Personal information
- Full name: Alex Forster
- Born: 14 July 1993 (age 33)
- Original team: Norwood (SANFL)
- Draft: #29, 2011 National Draft, Fremantle
- Height: 189 cm (6 ft 2 in)
- Weight: 85 kg (187 lb)
- Position: Defender

Playing career^{1}
- Years: Club / Games (Goals)
- 2012–2013: Fremantle / 1 (0)
- ^{1} Playing statistics correct to the end of 2013.

= Alex Forster =

Australian rules footballer (born 1993)

Alex Forster (born 24 July 1993) is an Australian rules footballer who plays for Norwood in the South Australian National Football League (SANFL). He previously played for the Fremantle Football Club in the Australian Football League (AFL).

== Football career ==
Originally from Edenhope, a town in western Victoria, he played for the Norwood Football Club in the South Australian National Football League (SANFL) as well as representing South Australia at the 2011 AFL Under 18 Championships.

He was drafted to with their third selection (number 29 overall) in the 2011 AFL draft. Forster's close friend and former teammate from Kybybolite Junior Football Club, Lachie Neale, was also drafted by Fremantle with their next selection in the same draft.
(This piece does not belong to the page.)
PR #773, opened 2024-10-24
Implement Pipeline Schedule Client

mlemieuxlafontaine-ubi:
Implement the [Pipeline Schedules](https://docs.gitlab.com/ee/api/pipeline_schedules.html) client, to retrieve information about pipeline schedule

### DIFF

They join co-captain Jack Trengove as ex-Kybybolite players on AFL lists.

After spending the first half of the 2012 season recovering from a hip spur operation, he played the remainder of the year in Swan Districts reserves side in the West Australian Football League (WAFL). In 2013 he transferred to Peel Thunder and made his WAFL league debut. Forster was one of ten players brought into the Fremantle side in the final round of the 2013 AFL season against St Kilda at Etihad Stadium, when many senior players were rested ahead of the finals matches.

Delisted by Fremantle at the end of the 2013 season, Forster returned to South Australia and rejoined Norwood.